Friday, July 8, 2016

Negro Justice


For many years the word "negro" has described a poor - and usually impoverished - dark skinned people without the means to compete in the world. Many years later most American negroes had roots in Africa. The negro majority stayed in Africa. Only a relative few came to America, and most of them were forced to come here to be sold into slavery. Since then, the mid-1800's, the level of abuse and  discrimination in America has lessened. There have actually been great strides forward for negroes and most other ethnic minorities. Sadly though, the effort to reach 'equality for all' has been slowed by the resisting attitudes of progress has been slow. Many angry and defiant individuals demand faster acceptance. 


The Civil War resulted in a giant step forward. Then progress slowed until World War II. After that war negroes surged ahead in society and began referring to themselves as "Black-Americans".  It was sometime later, perhaps after the Korean conflict, that the title was changed to "African-Americans". The intent was to signify their progress toward equality.

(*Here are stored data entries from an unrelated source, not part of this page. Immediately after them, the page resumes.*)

PR #2246, opened 2018-10-12
Remove lifecycle attr support for component vnodes

### LINKED ISSUE #1775: Lifecycle methods passed to component called twice ?

### LINKED ISSUE #1986: "Avoid restrictive interfaces" docs section hits its own gotcha...

isiahmeadows:
## Description

I removed lifecycle support from component vnode attributes.

## Motivation and Context

See discussion in #2219 starting [here](https://github.com/MithrilJS/mithril.js/pull/2219#issuecomment-425233119). This PR should be considered as an alternative to it.

Fixes #1775
Fixes #1986

## How Has This Been Tested?

Ran all the usual tests and perf benchmarks. I ripped out newly redundant tests and assertions, but the rest still pass. Performance is solidly within the margin of error.

## Types of changes

- [ ] Documentation change

## Checklist:


isiahmeadows:
I review-requested everyone who was active in #2219, since this is an alternative solution proposal to that problem.

Once one of them gets merged, I'll cut a v2.0.0-rc and see if anything breaks.

cavemansspa:
@barneycarroll -- aiui, the change results in the following behavior:

```
const Input = {
  oncreate: (vnode) => {},  // this will still trigger
  view: ({ attrs : {
    name,
    inputAttrs,
  }}) =>
    m('label', 
      name, 
      
      m('br'),
      
      m('input', inputAttrs),
    ),
}

m(Input, {
  oncreate: (vnode) => { } // used to trigger, but will NOT trigger with this PR
})
```

which seems reasonable, no?

isiahmeadows:
@barneycarroll 

> I'm not keen on this resolution. The ability to attach lifecycle behaviour to components is extremely powerful: we shouldn't take this out in order to partially mitigate the headaches of generic interfaces where attributes are passed wholesale to multiple nodes — this would remove a feature in order to encourage bad practice.

[There's a second reason, too](https://github.com/MithrilJS/mithril.js/pull/2246/files#diff-54b1aec2920e68d6f195d88664bddaa5R116), one that plenty of others have mentioned in the past, especially in Gitter: `oncreate`, `onupdate`, and `onremove` are often the perfect names for certain operations, but because Mithril has magic treatment for them with components, you start seeing very odd-looking workarounds like `onCreate` and similar, which *really* doesn't fit with the usual idiomatic preference of lowercase event names (typical of DOM and magic event handlers).

And FWIW, the workaround I recommended in the docs, primarily only useful for Meiosis users (who don't use components), is this:

```js
// v1
m(Input, {
  oncreate: (vnode) => { },
  ...
})

// v2 + this PR
m.fragment({
  oncreate: (vnode) => { }
}, m(Input, {
  // ...
})
```

And in general, this is a pretty rare need at the fragment level outside components.

spacejack:
IMO this is too specific of a fix. I think it's easier to learn that lifecycle names are always reserved in attrs rather than just in some cases.

isiahmeadows:
What about the alternative, #2219?

(I think that's the issue number...I'm typing this from my phone, not
through GH.)

spacejack:
> What about the alternative, #2219?

I agree with @barneycarroll again on that issue - I'd rather see the docs updated.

It appeared to indicate a new and fresh  identity -  but in fact it has caused a wider gap between "whites and blacks". 

The white majority, particularly those who tended toward discrimination,  thought the angry and sometimes militant negroes were rejecting the American culture and trying to develop their own. This idea appears to have been rejected or at least lessened. Today both "whites and blacks"  seem to be re renewing their effort to come together as equals. Success, however, may be a long way off. Why?

There are fewer African-Americans than most other ethnic identities in America.  
  • Why then do African-Americans commit more crimes than all of the other ethnicities combined?     It's a fact.
  • African-Americans consider racial profiling to be illogical and unreasonable discrimination?        Actually, it is neither.
  • Why do African-Americans learn less when attending the same schools as all other ethnicities?       They are just as intelligent but without social and cultural support. 
  • Why are there proportionally more unemployed African-Americans? Because they are not as well educated.
  • Why do African-Americans require more welfare? Because America has fewer jobs for unqualified people, which has made it necessary to move toward becoming a welfare state so to prevent misery and abject poverty, which have all combined to reduce individual ambition and the pride of self reliance.
Certainly discrimination makes it more difficult for African-Americans to move forward, but what will it take to significantly improve their culture?